In a not too distant future, the world has been ravaged. Facing extinction after a global collapse, a corporation swoops in to save the day. Now if you want to live, you work for the company. If you cannot perform your duties, you have nothing. They control all, they see all, they hear all. The Autonomy is a collective of business people who have saved the world and enslaved the planet. Creating a further divide between the rich and the poor, the elites live a life pampered and oblivious, preparing to continue the lifestyle. The other 90% of the world live in horrid conditions, those who can work often work double or triple shifts. Families live in one room hovels, if they are lucky. Those who aren’t as lucky may live in a one room hovel with 4 other families.  The corporations run everything, they even name the children.

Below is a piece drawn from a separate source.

PR #14894, opened 2026-09-03
fix(schematics): migrate kit i18n token providers to signal (v5)

mdlufy:
Kit i18n tokens built via `tuiExtractI18n` changed from `Observable<T>` to `Signal<T>` in v5, so `{provide, useValue: of(...)}` providers stop working after `ng update`. Only `TUI_LANGUAGE` and the `TUI_DOC_*` family were covered before.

The air is dirty and the food is Skaatch, made up of jellyfish and insects. Life is hard and many people spend any free time forgetting about what is around them by entering the sims through their mandated iNet glasses.  Many depend on the Faith to get them through the day. They log in and rack up their a points, telling themselves today’s hardships will earn them rewards in the afterlife.  

Not everyone can accept this life forced onto them. Slaving for the Autonomy and ignoring through the Faith and other sims, cannot blind them from the unfairness and the horrors of the world. You cannot have dictatorship without rebellion, and this rebellion has arrived. The Dish will fight to free the world; it will bring war to The Autonomy.

The author has created a world that could be; a dystopian 1984, that I found myself easily able to accept.  The creation of the world is clear and fully saturated. It is easy to picture the characters and their surroundings. The characters are rich and developed and I found myself heavily immersed in their well being. Balmoral captured my attention easily from her birth, to her first adventures in iNet. She intuitively understands the iNet and can do things with it as a small child, that others didn’t know could be done. A child of sector 2, she was raised with nothing and went to work young. She is smart and has a desire to know what’s happening around her.

Tristram and Pasco, twin sons whose elite father was killed by the Dish, are fascinating characters we also watch from birth. The brothers, very different from each other as children, have grown into interesting characters. Tristram is working for his uncle, who is the head of Securicom and essentially The Autonomy. Pasco is a gambler and didn’t take the harder turn his brother did after losing their father.  It was easy to understand how they became who they were and feel for each brother. Their personalities and plights were well developed and fascinating.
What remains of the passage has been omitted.